Some conceptual symmetry can be regained though. Suppose $RMP$ is really low as compared to $FPP$ and let’s ignore it in our approximation. Then, the likelihood ratio of the incriminating evidence becomes $\frac{1}{FPP}$ and the likelihood ratio of exculpatory evidence becomes $\frac{FNP}{1}$. However, the change rate of these differ. While $\frac{d}{dx}(\frac{1}{x}) = \frac{d}{dx} (x^{-1}) = - \frac{1}{x^2}$, $\frac{d}{dx}(\frac{x}{1})=1$, and the derivatives look quite different.

x <- seq(0, 1, by = 0.01)
dfn <- rep(1, length(x) )
dfp <- -1/(x^2)

ggplot()+geom_line(aes(x=x,y=dfp, color = "incriminating"))+geom_line(aes(x=x,y=dfn, color = "exculpatory"))+ylim(c(-10,2))+theme_tufte()+
  theme(legend.position = c(0.8, 0.2), legend.title = element_blank())+ylab("likelihood ratio")+xlab("error rate")

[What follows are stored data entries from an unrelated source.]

Issue #447, opened 2018-07-03
Set Cache-Control headers on S3 cache


stvno:
It would be nice if Tegola would add Cache-Control headers to S3-cached tiles. e.g. `Cache-Control:max-age=86400` to make sure the client will reuse tiles from its cache and reduce the bandwidth usage.

see https://docs.aws.amazon.com/sdk-for-go/api/service/s3/#PutObjectInput.SetCacheControl

PR #448, opened 2018-07-03
enable Cache-Control headers on S3 caches

stvno:
Sorry for the slightly messy commit history, but basically it is a round about way to sync my fork with upstream
In the end it is just a small change in s3.go, similar to the ACL functionality. I've tested it with Digital Ocean's spaces and I'm 99% sure it will work with S3 as well, since it is using the S3 API. solves #447


stvno:
I've added the documentation

ARolek:
LGTM.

The key lesson from this section is as follows. First, likelihood ratios are useful in the evaluation and comparison of the impact of positive an negative error rates: and it makes clear that this impact is not the same, contrary to what one may intuitively think. Second, the likelihood ratio analysis reveals that even a seemingly small error rate in a sense trumps random match probability: if you think there are good reasons to worry about random matches, the analysis shows that there are much better reasons to worry about error rates. While in fact error rates have not been properly studied, the above application of likelihood ratio to investigate the potential impact of hypothetical error rates is still useful in guiding further research, as it clearly suggests that error rates may have serious impact on the value of various types of evidence, and so require attention.